Task description - Please give back only the lines below from the one containing "Yes was thinking" to the one containing "Mi 2cents about", each repeated word for word, both ends included.

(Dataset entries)
====================

PR #15789, opened 2026-08-04
fix(worker): guard blob-export Parquet against Arrow 2GiB column-chunk overflow

Steffen911:
🟡 **Live preview: [pr-15789.preview.langfuse.com](https://pr-15789.preview.langfuse.com)**

## Problem

Parquet blob-storage exports on EU fail repeatedly with `ECONNRESET`; the corresponding ClickHouse queries die with:

```
std::exception. Code: 1001, type: parquet::ParquetStatusException,
e.what() = Capacity error: array cannot contain more than 2147483646 bytes, have 2149071376
```

thrown from `parquet::DictEncoderImpl<ByteArrayType>::PutByteArray` inside `DB::Parquet::writeColumnChunkBody`. Because the failure happens mid-stream on a binary `FORMAT Parquet` HTTP response, ClickHouse can only close the socket — the worker sees a bare `ECONNRESET`. A failed table export never advances `lastSyncAt`, so the affected integration retries the same window forever.

## Root cause

Two ClickHouse behaviors compose (verified against `ParquetBlockOutputFormat.cpp` / `Parquet/Write.cpp`):

1. **The row-group bytes cap cannot split a single fat chunk.** `ParquetBlockOutputFormat::consume` splits oversized staging by *rows* only; `output_format_parquet_row_group_size_bytes` merely stops further staging. The export queries' dedup sort (`ORDER BY event_ts DESC LIMIT 1 BY …`) and `FINAL` stages emit blocks bounded by `max_block_size` rows (~65k), not bytes — at multi-MB `input`/`output` payloads one chunk is multi-GiB, and it becomes a single row group despite the 128 MiB cap.
2. **Size checks are batch-granular.** The writer checks page size and the 1 MiB dictionary-fallback threshold only once per `output_format_parquet_batch_size` (default 1024) values. The affected project has ~17 MiB spans; ~125 of them inside one 1024-value batch push Arrow's dictionary memo table past 2^31 bytes before the fallback can fire.

## Fix

Tighten `BLOB_EXPORT_PARQUET_CLICKHOUSE_SETTINGS` (only consumed by the four blob-export Parquet query builders; Parquet is a per-project opt-in file type):

- `max_block_size: 8192` — keeps source chunks small so the existing 128 MiB row-group bytes cap actually binds.
- `output_format_parquet_batch_size: 16` — caps the page/dictionary size-check overshoot at 16 rows' worth of bytes (~272 MiB even at 17 MiB values).
- `output_format_parquet_max_dictionary_size: 0` — disables dictionary encoding, removing the Arrow dictionary memo-table ceiling as a failure class. Near-unique LLM payloads fell back to plain encoding anyway (dictionary ≈ data); zstd output compression recovers most of the size difference on low-cardinality columns.

Exported data is unchanged; consumers may see `PLAIN` instead of `RLE_DICTIONARY` encoding on low-cardinality columns and modestly larger files. Settings ride along per-query — no server config change, trivially revertible. The wedged EU integration self-heals on its next run since `lastSyncAt` never advanced.

## Impacted packages

- `@langfuse/shared` (constant consumed by `worker` blob-storage exports)

## Verification

- `pnpm --filter @langfuse/shared run typecheck` — clean
- `pnpm --filter @langfuse/shared run lint` — clean (pre-commit hook: `Tasks: 7 successful, 7 total`)
- `pnpm --filter worker run test src/__tests__/clickhouseExecRawParquet.integration.test.ts` against live ClickHouse — `Tests  2 passed (2)` (new settings accepted, valid Parquet bytes returned, mid-stream failure still surfaces as an error)

Tightens the ClickHouse settings used by blob-storage Parquet exports to prevent Arrow’s 2 GiB column-chunk overflow.
- Reduces source block size so the existing row-group byte cap can bind.
- Runs Parquet size checks more frequently with a smaller write batch.
- Disables dictionary encoding to remove the dictionary memo-table ceiling.
</details>

The PR appears safe to merge, with the new settings confined to the four blob-storage Parquet export paths.

The settings directly constrain the source-block and writer-batch conditions behind the reported Arrow overflow, while the investigated callers consistently request Parquet output and no concrete compatibility or correctness regression remains.
</details>

<sub>Reviews (1): Last reviewed commit: ["fix(worker): guard blob-export Parquet a..."](https://github.com/langfuse/langfuse/commit/a945ee5a7c4b3bc05098b5579eb0919eb4cee7b6) | [Re-trigger Greptile](https://app.greptile.com/api/retrigger?id=50127181)</sub>


Steffen911:
@claude review

PR #455, opened 2021-10-28
Add customer logos to website

dtuite:
https://app.shortcut.com/larder/story/4694/add-customer-logos-to-website


dtuite:
> Just noticed the webp ending on these. I guess there's nowadays no need to support alternative formats for garbage browsers from garbage companies (like Safari for example)?

[caniuse.com](https://caniuse.com/?search=webp) says webp is supported in Safari as long as it's running macOS Big Sur or later. This was released in Nov 2020. 

Unfortunately, it seems that Big Sur is incorrectly reporting itself as Catalina (which is the name of the previous version), so I can't find a stats website which can accurately tell me the % of Big Sur out there. 

54% of our total traffic is macOS (Descktop). If 80% of that was Big Sur, that would leave 11% of our traffic unable to render webp images. That actually does seem to be a problem.

I will fall back to png.

PR #513, opened 2021-12-09
Add GitHub holding page

sblausten:
Replacing this:

Screenshot 2021-12-09 at 11 10 58

with this:

Screenshot 2021-12-09 at 17 14 04


Xantier:
I think the message looks grand. Are we able to get rid of the manual step completely? We should be able to add additional state to the admin approval link or make it call a webhook or something right?

dtuite:
@sblausten How will they know when we have done our work? I don't think we are making that obvious to them.

sblausten:
> @sblausten How will they know when we have done our work? I don't think we are making that obvious to them.

Yes was thinking of that - doesn't seem we have been telling them up till now that it is installed. Ideally we'd email them as part of the manual steps. I can add that and then say in the message that we'll let them know via their github email address?

dtuite:
@sblausten I'd suggest saying we will email them is in scope for this PR. We can do that manually. The automation of that process is out of scope and can be done separately.

dtuite (approved):

PR #522, opened 2021-12-26
Dark mode

dtuite:
https://app.shortcut.com/larder/story/5635/dark-mode


martina-if:
Mi 2cents about the dark mode:

I don't personally use dark mode anymore but when I did it I wanted it on windows or applications where I spent a long time reading so IMO this makes sense on apps like github, IDEs, etc. Given this, if this is difficult, I would focus on adding support for it on the documentation and blog post pages which are where users might spent more time. At the same time, IMHO this is not super important on the marketing site.

When looking at other tech companies websites I see most are in light mode, but interestingly I found this: https://userstyles.org/styles/167671/kubernetes-io-dark-theme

====================

Solution for this problem -
Yes was thinking of that - doesn't seem we have been telling them up till now that it is installed. Ideally we'd email them as part of the manual steps. I can add that and then say in the message that we'll let them know via their github email address?

dtuite:
@sblausten I'd suggest saying we will email them is in scope for this PR. We can do that manually. The automation of that process is out of scope and can be done separately.

dtuite (approved):

PR #522, opened 2021-12-26
Dark mode

dtuite:
https://app.shortcut.com/larder/story/5635/dark-mode


martina-if:
Mi 2cents about the dark mode:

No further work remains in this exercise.